# I try not to but it always happens.......



## fish newb (May 10, 2006)

I always try not to collect moss when I go hiking but I ALWAYS end up grabbing at least a little... This time I didn't even bring baggies with me. Well I ended up with a wet pocket.

The result is an interesting Liverwort. I have two different types here is a picture of one. There was also a type of Willow moss but Didn't take any of that.....










(picture is a bit blurry sorry )

If it does good maybe I will be able to sell some, Its always a crazy guessing game if the plants will like warm water...... I'm in RI by the way and it was collected in state!

If this does really good and I can't ID it, it shall be shipped to Loh in Singapore to have Dr. Biento ID it!

Enjoy!
-Andrew

PS. I believe this is the right forum if not let me know, wasn't tooo sure where to put it.


----------



## gibmaker (Jan 3, 2007)

that stuff looks pretty cool, you should try to get a clearer picture, I am rateher interested in ti just because of how it looks


----------



## fish newb (May 10, 2006)

gibmaker said:


> that stuff looks pretty cool, you should try to get a clearer picture, I am rateher interested in ti just because of how it looks


Yeah, I'll try monday probably... It's kinda late now and I'm tierd long day lol. Going to be skiing on the weekend but will be back sunday night so will try to get another picture. I took some because I'd never seen anything like it. Where I collected it there was square feet of it so I didn't worry too much. This summer I'll be going back with a friend and looking around for some more mosses and stuff since this is at a Boy Scout camp we go to during the summer.

Also camera is a "Sony Cybershot" I hate it completely, next item to buy after a tank rack is a nice camera with macro mode!

-Andrew


----------



## Six (May 29, 2006)

i dont want to be a stick in the mud, but i hope your collecting from areas that are not protected. all parks have a law against picking wildflowers which i believes incorperates moss, grass, or anything plant related. 

im all for repecting the wild by adoring it and respecting it in our aquariums, but just make sure you arent doing so unlawfully, expecially when you're selling these native plants to non-native areas. even tank water released into sewers could release some serious problems in the wild. california has some very strict laws specificly made because of this. though temperate areas are less likely to have as many issues, still, please be careful. 
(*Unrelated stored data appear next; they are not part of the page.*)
PR #1017, opened 2017-09-10
Fix/tao 5063 answered items in cat

krampstudio:
The item doesn't come as "asnwered". 
I'm also wondering why the seen items are considered as answered in the test map https://github.com/oat-sa/extension-tao-testqti/commit/e84990a7beb92cf002e7e9b77bb610b4cfed5e96#diff-da05797a06045d7cf1ebd0095656ade4R225

### DIFF
--- a/models/classes/runner/QtiRunnerService.php
+++ b/models/classes/runner/QtiRunnerService.php
@@ -475,7 +475,7 @@ class QtiRunnerService extends ConfigurableService implements RunnerService
                 $response['enableValidateResponses'] = $config->getConfigValue('enableValidateResponses');
 
                 //contextual value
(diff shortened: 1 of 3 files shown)


models/classes/runner/QtiRunnerService.php
```diff
@@ -475,7 +475,7 @@ public function getTestContext(RunnerServiceContext $context)
                 $response['enableValidateResponses'] = $config->getConfigValue('enableValidateResponses');
 
                 //contextual value
-                $response['validateResponses'] = $testOptions['validateResponses'];
+                $response['validateResponses'] = $tesOptions['validateResponses'];
```
bugalot: Hello there :smile: ! Maybe we have a typo? Should'nt it be "$testOptions"?

PR #1022, opened 2017-09-11
Fix/tao 5027 answer masking always mask text

no-chris:


ssipasseuth:
no problem with this PR. tested only in unit test though.
I tried to activate it in an actual tli delivery context but cannot get it working. 
I have ACT extension installed.
In test authoring I checked "answer masking".
And in the LTI consumer, I set the lti options:
```
proctored=false
x_tao_tools={"answerMasking":true}
```
Am I missing something else ?

PR #1028, opened 2017-09-13
Fix/tao 5138 allow skipping closed item

krampstudio:
If the item session is closed or the item in timeout : 
 - do not send state and result on move
 - do not check allowSkipping and valid responses
 - prevent to quickly show the item before the warning 

In order to test the PR, let a section timeout then go back on the section. Items should have the "allowSkipping" false feature to ask for response.

### DIFF
--- a/manifest.php
+++ b/manifest.php
@@ -29,7 +29,7 @@ return array(
     'label'       => 'QTI test model',
     'description' => 'TAO QTI test implementation',
     'license'     => 'GPL-2.0',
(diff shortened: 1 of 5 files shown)


bugalot:
@no-chris Any news on this?

krampstudio:
@no-chirs is suffereing from a strange bug that prevent him to test the PR : when a section is timeout and he click "previous" he jumps over the section... I'm not able to reproduce the behavior too.

PR #1030, opened 2017-09-13
Feature/remove timer tags

siwane:
The purpose of this PR is to reduce the amount of data stored in QtiTimeLine by deleting couple of (unnecessary) tags


models/classes/runner/session/TestSession.php
```diff
@@ -150,28 +150,14 @@ public function setTimerTarget($timerTarget)
...
-        $sections = $routeItem->getAssessmentSections();
-        $sections->rewind();
-        $sectionId = key(current($sections));
         $itemRef = $routeItem->getAssessmentItemRef();
         $itemId = $itemRef->getIdentifier();
         $occurrence = $routeItem->getOccurence();
 
-        $tags = [
-            $itemId,
+        return [
```
krampstudio: Dead code after

models/classes/runner/session/TestSession.php
```diff
@@ -150,28 +150,14 @@ public function setTimerTarget($timerTarget)
...
             $itemId . '#' . $occurrence,
-            $sectionId,
-            $testPart->getIdentifier(),
-            $test->getIdentifier(),
-            $itemRef->getHref(),
         ];
 
-        if ($this->isRunning() === true) {
-            $tags[] = $this->getItemAttemptTag($routeItem);
```
krampstudio: I'd keep this one too, otherwise you won't be able to differentiate different attempts o

siwane: I agree and I restore it, however this tag is the most heavy.

jsconan:
Ok, the timers are working well now!

jsconan:
It is also possible to reduce the size of the tags by removing the item id from the occurence and the attempt identifiers. The test id could also be removed. However this will need some small changes in the TimeLine usages.

Here is a sample of what the tags are currently looking: `[item-1, item-1#0, item-1#0-1, assessmentSection-4, testPart-4, Test-1]`.

Once the redundant ID have been removed, this sample could be: `[item-1, #0, #0-1, assessmentSection-4, testPart-4]`

jsconan:
I created a TT story for the tags system improvement: https://oat-sa.atlassian.net/browse/TT-221

PR #1447, opened 2019-03-06
protected method in the controller

zagovorichev:


actions/class.Runner.php
```diff
@@ -53,6 +53,7 @@ class taoQtiTest_actions_Runner extends tao_actions_ServiceModule
 
     /**
      * taoQtiTest_actions_Runner constructor.
+     * @\oat\tao\model\routing\AnnotationReader\security("hide");
```
martijn-tao: Please import the class to prevent FQN usage

actions/class.TestContent.php
```diff
@@ -120,33 +120,4 @@ public function download() {
         
         tao_helpers_Http::returnFile($path);
     }
-    
-    /**
```
martijn-tao: Should this method really be deleted?

zagovorichev: according to this spike https://oat-sa.atlassian.net/browse/TAO-6784

PR #1448, opened 2019-03-06
Feature/tao 7460/tool state configuration scripts

alexeyvy:
https://oat-sa.atlassian.net/browse/TAO-7460

SetStateStorageForTools.php is for setting storage implementation
and 
SetToolsThatPreserveStates.php to register tools which should store their states on backend with help of the storage given to the first script


alexeyvy:
Hi Julien! There's no any test for the actions, so you only test the code by running SetStateStorageForTools and making sure ToolsStateStorage.conf.php updated with given persistence and storage (KvToolsStateStorage for 'kv', RdsToolsStateStorage for 'rds' and NoToolsStateStorage for 'no')

How to run the action: php index.php oat\taoQtiTest\scripts\tools\SetStateStorageForTools {STORAGE_TYPE(kv|rds|no)} {persistence_id(optional, by default it's 'default')} 

In case you chose rds, there's also a new table should be installed in the database. 

And the second action is to be used to set the value of 'tool-state-server-storage' section of testRunner.conf.php:
php index.php oat\taoQtiTest\scripts\tools\ SetToolsThatPreserveStates {comma separated list of tools to be set} 
This action also checks whether each tool exists on section 'plugins' of  testRunner.conf.php, otherwise throws an error to the terminal.

Do you think we need some test coverage for these actions (I'm starting to think so)?

scripts/tools/SetStateStorageForTools.php
```diff
@@ -0,0 +1,106 @@
...
+     */
+    public function __invoke($params)
+    {
+        if (count($params) === 0) {
+            return new Report(Report::TYPE_ERROR, 'Storage type is not provided');
+        }
+
+        $storageType = $params[0];
+
+        switch ($storageType) {
```
martijn-tao: Maybe we can clean this up by dividing the switch cases into seperate methods, eg:

`$this->registerRdsStorage()`
`$this->registerKeyValueStorage()`
`$this->registerNoStorage()`

scripts/tools/SetStateStorageForTools.php
```diff
@@ -0,0 +1,106 @@
...
+     * @param string $persistenceId
+     * @return \common_persistence_Persistence|null
+     */
+    private function getPersistence($persistenceId)
+    {
+        try {
+            /** @var \common_persistence_Manager $persistenceManager */
+            $persistenceManager = $this->getServiceLocator()->get(\common_persistence_Manager::SERVICE_KEY);
+            $persistence = $persistenceManager->getPersistenceById($persistenceId);
+            return $persistence;
```
martijn-tao: This can become an inline return (`return $persistenceManager->getPersistenceById($persistenceId);`)

julien-sebire:
Hi Aliaksei, Martijn is back and taking care of the PR, I let him judge what could be necessary. Anyway, having some tests never hurts... ;-)
Keep the good job!
J.

scripts/tools/SetStateStorageForTools.php
```diff
@@ -0,0 +1,142 @@
...
+     * @param array $params
+     * @return Report|null report if failed
+     * @throws \common_Exception
+     * @throws \oat\oatbox\service\exception\InvalidServiceManagerException
+     */
+    private function registerRdsStorage($params)
+    {
+        $persistenceId = array_key_exists(1, $params) ? $params[1] : 'default';
+        $persistence = $this->getPersistence($persistenceId);
+        if (!$persistence) {
```
martijn-tao: Since `$persistence` is not used in any other places, you could do an inline check here (`if (!$this->getPersistence($persistenceId)) {`)

scripts/tools/SetStateStorageForTools.php
```diff
@@ -0,0 +1,142 @@
...
+        if ($report instanceof Report) {
+            return $report;
+        }
+
+        return new Report(Report::TYPE_SUCCESS, 'Tool states service registered');
+    }
+
+    /**
+     * @param array $params
+     * @return Report|null report if failed
```
martijn-tao: I believe this should be `Report|void` instead

scripts/tools/SetStateStorageForTools.php
```diff
@@ -0,0 +1,142 @@
...
+        }
+        $this->getServiceManager()->register(
+            ToolsStateStorage::SERVICE_ID,
+            new RdsToolsStateStorage([ToolsStateStorage::OPTION_PERSISTENCE => $persistenceId])
+        );
+    }
+
+    /**
+     * @param array $params
+     * @return Report|null report if failed
```
martijn-tao: I believe this should be `Report|void` instead

PR #1461, opened 2019-03-22
fix tests

peetya:


test/unit/models/classes/runner/TestDefinitionSerializerServiceTest.php
```diff
@@ -115,5 +123,29 @@ public function testGetSerializedTestDefinition()
...
+         */
+        private function getResourceFactoryMock()
+        {
+            $resourceFactoryMock = $this
+                ->getMockBuilder(ResourceFactory::class)
+                ->getMock();
+
+            $resourceFactoryMock
+                ->method('create')
+                ->will($this->returnCallback([$this, 'resourceFactoryCreateCallback']));
```
Skyld: You can define the callback as an inline function, it's better imho. What do you think?

PR #1479, opened 2019-04-10
Feature/tao 7962 back btn

dietertaotesting:
Related/Used in: https://github.com/oat-sa/extension-tao-nfer/pull/115

`validateResponses` fires in both directions when used in the context of a non-linear test. This behavior may be unwanted when moving to the previous item. There is now a flag `validateOnPreviousMove` that can be used to avoid this. 

The second issue in this PR concerns a typo (_plagin vs plugin_) that had happened in a previous PR and that I spotted coincidentally. No functionality change.


views/js/runner/plugins/navigation/validateResponses.js
```diff
@@ -56,11 +56,18 @@ define([
...
+
+            var pluginConfig = this.getConfig();
+
+            this.getTestRunner().before('move', function (e, direction) {
                 var self = this;
                 var testContext = this.getTestContext();
                 var isInteracting = !this.getItemState(testContext.itemIdentifier, 'disabled');
 
+                if (!pluginConfig.validateOnPreviousMove && direction === 'previous') {
+                    return Promise.resolve();
```
zagovorichev: sorry, I don't understand this part. This method returned Promise before, but now it can return the result of the resolve method, correct?

dietertaotesting: https://developer.mozilla.org/en-US/docs/Web/JavaScript/Reference/Global_Objects/Promise/resolve
"The static `Promise.resolve` function returns a Promise that is resolved."

dietertaotesting:
added test case

scripts/update/Updater.php
```diff
@@ -1787,6 +1787,12 @@ public function update($initialVersion) {
             $this->setVersion('32.8.0');
         }
 
-        $this->skip('32.8.0', '32.10.1');
+        if ($this->isVersion('32.8.0')) {
+            $extension = $this->getServiceManager()->get(\common_ext_ExtensionsManager::SERVICE_ID)->getExtensionById('taoQtiTest');
+            $config = $extension->getConfig('testRunner');
+            $config['plugins']['validateResponses']['validateOnPreviousMove'] = true;
+            $extension->setConfig('testRunner', $config);
+            $this->setVersion('32.10.0');
```
zagovorichev: 32.11.0

PR #1454, opened 2019-03-14
Offline proxy and navigator component

peetya:
> Basic offline mode for test runner which helps to run NFER tests without internet connection.

To enable it run `php index.php "oat\taoQtiTest\scripts\install\SetOfflineTestRunnerConfig"`.

PR #1482, opened 2019-04-12
Fix/tao 7635/offline proxy component

jsconan:
Related to: https://oat-sa.atlassian.net/browse/TAO-7635

Fixing a broken unit test due to a last change in PR #1454.
The module `responseStore` was refactored, but the original version stayed till the end of the review, so the unit test were still working fine. As the obsolete version was removed, the test was failing then :(. I did not notice the unit test was using the obsolete version.


peetya:
thanks for the fix!

PR #1487, opened 2019-04-24
Fix/tao 7635 fix module case

krampstudio:
case issue on the dependency `core/promise` : 

On a case sensitive system (Linux for example...) the URLs and files paths are case sensitive : 

Try to run 
```
cd tao/views/build
npx grunt connect:test qunit:single --test=/taoQtiTest/views/js/test/runner/navigator/offlineNavigator/test.html
```

Without this fix the test is stuck.


anshul119:
Code only.

anshul119:
Checkout out the branch and tested, tests pass successfully

PR #1492, opened 2019-05-04
[TAO-8200] Refactor area masking tool to use dynamic component

AntonTsymuk:
Related to : https://oat-sa.atlassian.net/browse/TAO-8200
 
Improve movement/resizing behaviour of are masking tool, to increase user experience for touch screen devices users 
  
#### How to test
 
Create an ACT delivery with enabled area masking tool
Log in as a test taker
Run the delivery and try to resize/move area masking tool
   
#### Dependencies
 
Requires :
 - [ ] https://github.com/oat-sa/tao-core/pull/2090


views/js/runner/plugins/tools/areaMasking/mask.js
```diff
@@ -23,65 +23,102 @@
...
                 return this;
             }
         }, defaultConfig);
 
-
-        maskComponent
-            .setTemplate(areaMaskingTpl)
-            .on('render', function(){
-                var self     = this;
+        dynamicComponentInstance = dynamicComponent({}, dynamicComponentConfig)
```
jsconan: The config should be provided to the `.init()` method.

(i see it's a boy scout camp and i have no idea if it is protected or not, but im sure that's not your only collecting spots.)


----------



## fish newb (May 10, 2006)

Six said:


> i dont want to be a stick in the mud, but i hope your collecting from areas that are not protected. all parks have a law against picking wildflowers which i believes incorperates moss, grass, or anything plant related.
> 
> im all for repecting the wild by adoring it and respecting it in our aquariums, but just make sure you arent doing so unlawfully, expecially when you're selling these native plants to non-native areas. even tank water released into sewers could release some serious problems in the wild. california has some very strict laws specificly made because of this. though temperate areas are less likely to have as many issues, still, please be careful.
> 
> (i see it's a boy scout camp and i have no idea if it is protected or not, but im sure that's not your only collecting spots.)


Yes this isn't a protected area. I am also very careful of this. But believe me! Mosses love things like golf courses (unprotected), drainage ditches on the side of roads (usually unprotected) and other places like that.

So What do you guys think of the moss? Its growing pretty good!

-Andrew


----------



## will5 (Oct 26, 2005)

*Hi*

Hi if it keeps growing good for ya and you decied to sell some shoot me a pm. I really like the look of this moss.


----------



## fish newb (May 10, 2006)

will5 said:


> Hi if it keeps growing good for ya and you decied to sell some shoot me a pm. I really like the look of this moss.


Alright I will, Its growing pretty good its really interesting to see grow! Its a bit hard to explain with that picture but I'll try...

see the central "vein" well that grows these little buds, then it starts growing out a new "leaf" I guess you would call it. The good thing is it is growing and not melting, a lot of the time I have trouble with wildly collected liverworts because they can't take the heat! The other one I collected was similar to this and is also growing really good!

Before I sell any I'll probably ship some over to Loh K L to get IDed by Dr. Tan and then some will probably go for sale. I don't want to trust my ID anymore because last time I did that I messed up .

-Andrew


----------



## chuck griffin (Sep 21, 2006)

its sad when in in america you need to feel like a criminal for picking a small piece of moss and admiring it there is a saying in nevada who cares how they do it in california. its a state that burns its self down to the ground bi annualy then pushes its laws after the nation is forced tho smell its smoke


----------